Return the lines of the data below exactly. Start at the first and end with the line containing "PUDL is no longer".

• [Information given]
-.-.-

Issue #4822, opened 2025-12-09
Migrate from ReadTheDocs to GitHub Pages


krivard:
### Overview

What is the problem we're solving? For very simple items, this can be encapsulated in the success criteria.

PUDL is no longer a standalone library, which is making builds on RTD more and more challenging to maintain.

We want our docs to be able to use things from the repo, not just the installed package. Sphinx itself doesn't care either way, so we're going to try GitHub Pages instead.

### Success Criteria

How will we know that we're done?

* [x] We have a GitHub Pages deployment with the most recent version of our documentation site
* [x] We have a GitHub Pages deployment with all versions of our documentation site
* [x] We have a GitHub Pages deployment with all versions of our documentation site, defaulting visitors to the most recent
* [x] We have any of the above deployed at https://docs.catalyst.coop
* [ ] We know why a GitHub Pages deployment is a bad choice for us

### Next steps

* [x] Brief research to see if we can avoid any pitfalls identified by others
* [x] Add a build-deploy-docs workflow
* [x] Configure Pages
* [x] Figure out how to handle versioning

We've decided to use the sphinx-pydata theme, which includes a version picker.

We've decided to use the sphinx-design plugin for tab displays, since sphinx-tabs has some weird difficult-to-replicate conflict with the sphinx-pydata version picker (and also sphinx-tabs generates deprecation warnings it will be satisfying not to see anymore).

Remaining work:

* [x] Reorganize top bar links
* [x] Fix CSS spacing and layout
* [x] #5176
* [ ] ⏩ https://github.com/catalyst-cooperative/pudl/issues/5146 Hack custom dropdowns into the top bar (maybe use [3-year-old pr](https://github.com/pydata/pydata-sphinx-theme/pull/1165) for inspiration)
* [ ] ⏩ https://github.com/catalyst-cooperative/pudl/issues/5146 Remove level-2 nav from secondary sidebar on data dictionary pages only

### Research

* https://pointlessramblings.com/posts/replacing-readthedocs-with-github/
* https://github.com/gammapy/gammapy/issues/1241
* https://tech.michaelaltfield.net/2020/07/18/sphinx-rtd-github-pages-1/
* https://github.com/fmtlib/fmt/issues/128
* https://coderefinery.github.io/documentation/gh_workflow/

krivard:
Versioning: I've done test install of pydata-sphinx-theme which has really nice version switcher support.

[...]

PR #4823, opened 2025-12-09
Add GH Pages workflow

krivard:
# Overview

Working on #4822.

If we merge this:

* A new workflow "build-deploy-docs" will show up in Actions
* That workflow may only run via dispatch
* If run via dispatch, that workflow will establish a branch `gh-pages` with a single commit in it, and whose file tree is rooted at `docs/_build/html` -- none of our other files will be in this branch. **This initial run of this workflow is expected to fail.**
* Once the `gh-pages` branch exists, we can activate Pages in repo settings with the following configuration:
  * Source: Deploy from a branch
  * Branch: `gh-pages` + `/ (root)`
* Once Pages is activated, we can run the `build-deploy-docs` action via dispatch once more, and the site will deploy at https://catalyst-cooperative.github.io/pudl
  * ...maybe. We might need to deactivate the CNAME deployment from zane's mkdocs prototype at https://github.com/catalyst-cooperative/catalyst-cooperative.github.io
* Once we are satisfied the site is building, we can uncomment the non-dispatch lines from the new workflow

For a demo, see this in action in my fork:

-.-.-

• [Your response]
Issue #4822, opened 2025-12-09
Migrate from ReadTheDocs to GitHub Pages


krivard:
### Overview

What is the problem we're solving? For very simple items, this can be encapsulated in the success criteria.

PUDL is no longer a standalone library, which is making builds on RTD more and more challenging to maintain.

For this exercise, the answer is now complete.